5 ayda 40 kilo verip, 15 yıl boyunca bu hastalıktan habersiz yaşamanın hikayesi; motivasyon ve içten düşüşlerle dolu bir dönüşüm yolculuğu.
Ankara’da yaşayan, doğuştan çölyak hastası Sami Doğu Şimşek, glutenli beslenenlerin yol açtığı karın ağrıları nedeniyle küçük yaşlardan beri hastanelere başvurdu; ancak erken bir tanı konulamadı. 15 yaşında 118 kiloya ulaşan Şimşek, iki yıl önce Ankara Bilkent Şehir Hastanesi Çocuk Gastroenteroloji bölümünde çölyak tanısı alıp diyete geçti. Bu süre zarfında glutenli beslenmeyi bırakarak 5 ay içinde 40 kilo vererek 78 kiloya indi.

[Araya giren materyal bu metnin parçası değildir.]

PR #146, opened 2015-07-21
Don't use the Content API to fetch subtopics

KushalP:
This PR stops using the Content API for fetching subtopics and instead uses Rummager. It should be read commit-by-commit and is split into the following sections:

1. 17eba07, 23199c0, and a765c4d refactor some test helpers so that they can be reused in later commits below
2. 8f7265f, 15edb2f and 6e893f0 introduce a new `ContentTaggedToTopic` class which will search Rummager for content tagged to a given topic
3. 3a34512, 4d2bb97, and 9b9a5b6 update the Rummager test stubs to conform to the kind of data that Rummager produces
4. fcb2f2a and 783da34 are the effective changes for this PR. They stop the use of the Content API and switch to using Rummager
5. a51d781 and 8b6c471 reduce duplication between tests and common `Struct` classes that were being used
6. 4ff6dfd, cab5043, f15e20a, and b9c0d00 rename the `ListSet::Specialist` and `ListSet::Section` classes that were created as part of this PR and make it explicit where they're creating their lists from

It's also worth saying that in the (very near) future Collections will stop using the Content API. The code has been written in a way that makes doing that easier. With the intention of having `ListSet::FromRummager` superceding the `ListSet` class. There's also an explicit comment in: https://github.com/alphagov/collections/pull/146/files#diff-56314c0207488ac5f06567d358c0d86eR33

Story: https://trello.com/c/28EDxi37

/cc @jennyd

### DIFF
--- a/app/models/list_set/from_rummager.rb
+++ b/app/models/list_set/from_rummager.rb
@@ -1,4 +1,4 @@
-class ListSet::Specialist
+class ListSet::FromRummager
   include Enumerable
 
   def initialize(slug, groups)
--- a/test/models/list_set_test.rb
+++ b/test/models/list_set_test.rb
@@ -1,8 +1,8 @@
 require "test_helper"
 
 describe ListSet do
-  it "uses ListSet::Section by default for lists" do
-    ListSet::Section.expects(:new)
+  it "uses ListSet::FromContentAPI by default for lists" do
+    ListSet::FromContentAPI.expects(:new)
       .with(anything(), anything(), anything())
       .returns([])
 
--- a/test/models/list_set_test.rb
+++ b/test/models/list_set_test.rb
@@ -1,131 +1,19 @@
 require "test_helper"
 
 describe ListSet do
+  it "uses ListSet::Section by default for lists" do
+    ListSet::Section.expects(:new)
+      .with(anything(), anything(), anything())
+      .returns([])
 
-  describe "for a curated subtopic" do
-    setup do
-      @group_data = [
-        {"name"=>"Paying HMRC",
-         "contents"=> [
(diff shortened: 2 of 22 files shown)


test/models/list_set_test.rb
```diff
@@ -1,131 +1,19 @@
...
-      assert_equal "A to Z", @list_set.first.title
-    end
+    assert_equal [], ListSet.new("", "", []).to_a
   end
 
-  describe "filtering out some formats" do
-    setup do
-      @list_set = ListSet.new('specialist_sector', 'business-tax/paye', [])
-    end
+  it "uses ListSet::Specialist for specialist_sector content" do
```
tijmenb: Should this be `ListSet::FromRummager`?

KushalP: Yes. I've pulled apart the previous commit which seemed to have got squashed together for this. It's now made clearer in b9c0d00.

tijmenb:
:+1: :dancer: Looks good!

app/models/list_set/from_rummager.rb
```diff
@@ -0,0 +1,49 @@
...
+          content.base_path + ".json" == URI.parse(api_url).path
+        end
+      end.compact
+
+      ListSet::List.new(group["name"], contents) if contents.any?
+    end.compact
+  end
+
+  def content_tagged_to_topic
+    Topic::ContentTaggedToTopic.new(@slug)
```
alext: This only returns a single page of results, not everything tagged to the topic.

KushalP: This is fixed by 54fbfcc.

ÇÖLYAK HASTALIĞI TOPLUMDA 200'DE 1 ifadesiyle hastalığın yaygınlığına değinen Ankara Bilkent Şehir Hastanesi Çocuk Gastroenteroloji Uzmanı Prof. Dr. Şamil Hızlı, hastalığın antikorlarının bağırsaklarda yapısal hasara yol açtığını vurguluyor. Türkiye’de çölyak sıklığı konusunda bir farkındalık olduğunu ancak tanı konulan hasta sayısının bu orana göre düşük olduğunu belirtiyor. Hızlı, çocuklarda belirtileri iki başlık altında ele alıyor: klasik belirtiler karın şişliği, ishal, kilo almama/kayıbı, bulantı ve karın ağrısı gibi bulgular; ayrıca yürüyüş bozuklukları gibi farklı tablolar da görülebiliyor. Çölyak hastalığının başlamadan erken tanının önemli olduğuna dikkati çekiyor: “Erken tanı konulduğunda tüm şikayetler büyük ölçüde çözülebilir; büyüme ve gelişme gerilikleri düzelir, böylece çocuk çok daha konforlu bir hayata kavuşur.”

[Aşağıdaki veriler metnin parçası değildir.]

PR #147, opened 2015-07-22
Adjust line spacing for curated lists

alextea:
The spacing between the subheadings and list items on curated browse topics wasn’t looking quite right.

This tightens the spacing between list items and balances the spacing with the list headers.

## Before

browse-before

## After

browse-after


tijmenb:
:+1:

PR #148, opened 2015-07-23
Handle base_path's in curated list data.

alext:
Currently the curated list data contains an array of contentapi API urls
that are used to match up agains the data returned from contentapi. We
want to start pulling this data from Rummager, and it will be easier to
do so if this data is sent as an array of base_path's. This therefore
updates collections to handle this data sent in either format so that we
can make the switch on the publisher end.

### DIFF
--- a/app/models/list_set/from_content_api.rb
+++ b/app/models/list_set/from_content_api.rb
@@ -36,8 +36,8 @@ class ListSet::FromContentAPI
 
   def build_curated_lists
     @group_data.map do |group|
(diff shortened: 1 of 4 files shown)


KushalP:
This looks good, but as per a discussion in person we're going to hold merging this once #146 is merged.

tijmenb:
This needs rebasing since https://github.com/alphagov/collections/pull/146 was merged.

alext:
Rebased...

PR #151, opened 2015-07-27
Serve mainstream browse links from rummager

tijmenb:
Rummager contains the links for mainstream browse pages. We should use those to render the pages instead of querying the content-api.

This commit removes collections' dependency on content-api.

Trello: https://trello.com/c/Xc9F0bfk/262-collections-reads-ms-browse-content-from-rummager


KushalP:
:heart_eyes: :+1:

app/models/topic/content_tagged_to_topic.rb
```diff
@@ -45,8 +45,16 @@ def search_params
     {
       start: 0,
       count: PAGE_SIZE_TO_GET_EVERYTHING,
-      filter_specialist_sectors: [@topic_slug],
+      filter_name => [@topic_slug],
       fields: %w(title link public_timestamp format),
     }
```
alext: Can we not mix hash styles within one hash please. (Another reason the fat-arrow syntax is superior - you avoid this sort of thing)

app/models/list_set.rb
```diff
@@ -30,16 +30,36 @@ def curated?
...
+          content.base_path == base_path
+        end
+      end.compact
+
+      ListSet::List.new(group["name"], contents) if contents.any?
+    end.compact
+  end
+
+  def content_tagged_to_topic
+    Topic::ContentTaggedToTopic.new(@tag_type, @tag_slug)
```
alext: This class is no longer named correctly because it now applies to browse pages as well as topics.

PR #152, opened 2015-07-27
Use RummagerSearch class for tag requests

tijmenb:
This is a follow up to https://github.com/alphagov/collections/pull/151.

RummagerSearch is used by Document `Topic::ChangedDocuments` and `ListSet` to request the taggings from rummager. This refactoring removes the reliance on inheritance for ChangedDocuments and clears up the code.

Trello: https://trello.com/c/Xc9F0bfk/262-collections-reads-ms-browse-content-from-rummager


test/models/list_set_test.rb
```diff
@@ -147,4 +147,66 @@
       assert_equal "A to Z", @list_set.first.title
     end
   end
+
+  describe "with a single page of results available" do
```
alext: This description doesn't really make sense in the new context.

PR #154, opened 2015-07-28
Comparing rummager to contentapi

bishboria:
In order to remove `contentapi` from the system, we need to ensure `rummager` has the same data as `contentapi`

See: https://trello.com/c/h161ilsH/261-validate-data-in-rummager


alext:
Superseded by https://github.com/alphagov/collections-publisher/pull/129

PR #165, opened 2015-09-28
Use `Services` module for external services

tijmenb:
This commit gets rid of the two different ways API clients are constructed in this application: via
`Collections.services(:api_name)` and `Collections::Application.config.api_name` (called in two different
ways too).

The Services module makes stubbing easier, means less typing and uses normal Rails conventions. It's also consistent across applications: `Services.content_store` means the same everywhere.

`RUMMAGER_HOST` used to be used to override which search instance to use in testing and development. This is not used anymore and can be safely removed.


mobaig:
Nice, like this pattern. Going to adopt this in email-alerts-api as well.

Merging!

PR #2153, opened 2020-12-14
Flip the partials for christmas rules and future restrictions

JonathanHallam:
All restrictions are meant to be in date order. The new restrictions that come into being before the christmas rule changes are in the wrong place. This swaps the christmas rules and future restrictions so it displays properly. This will have to be reverted before any new restrictions that come in after christmas are made live.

“SIKI BİR DİYET UYGULANMASI GEREKİYOR” adlı bölümde, hastalığın çocuklarda karın ağrısının gazla ilişkilendirilmesi gibi yaygın batıl inançları aşması gerektiğine değiniliyor. Prof. Dr. Hızlı, 15 yaşına kadar tanı konamamış olan bu vakada önce gaz sorununun çölyak ile ilişkilendirilmesi gerektiğini, ardından endoskopiyle doğrulanan tanı ile diyetin başladığını ifade ediyor. Diyet sürecinde tüm şikayetlerin önemli oranda azaldığını, erken tanının büyüme ve gelişmeyi olumlu yönde etkilediğini vurguluyor. Türkiye’de Sağlık Bakanlığı’nın 5 yıllık programlar ve destekler ile çölyak hastalarının yaşam konforunu artırmaya çalıştığını belirtiyor.

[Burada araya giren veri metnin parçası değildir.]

PR #2154, opened 2020-12-15
Remove POST route in postcode checker

leenagupte:
# What's changed and why?

In https://github.com/alphagov/collections/pull/2136 the postcode
checker was changed to use GET requests rather than POST requests
to find and display the results.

“DİYETE BAŞLAYINCA BAĞIŞIKLIK SİSTEMİM DE GÜÇLENDİ” başlıklı bölümde, Sami Doğu Şimşek’in 15 yaşına kadar kan testlerinde fark edilmesi olmayan hastalığına değiniliyor. Başlarda yemek yemekte zorluk yaşayan Şimşek, glutenli ürünlere ulaşmanın zorluğu ve yüksek maliyetler nedeniyle yaşamını sıkı bir planla sürdürmek zorunda kaldığını belirtiyor. Diyete geçiş sonrası yalnız kilo değil, bağışıklık sistemi de güçlenmiş durumda: “Artık çok sık hastalanmıyorum.” Sami, glutensiz ürünlere ulaşmanın günlük yaşamda karşılaştığı zorlukları şöyle özetliyor: marketteki glutenfree reyonlarının varlığı önemli olsa da maliyetler yüksektir; dışarıda yemek bulmak ise her zaman kolay değildir. Genelde kendi yemeğimi yanımda taşıyorum, çünkü güvenilir glutenfree seçeneklerini bulmak bazen güçleşebiliyor.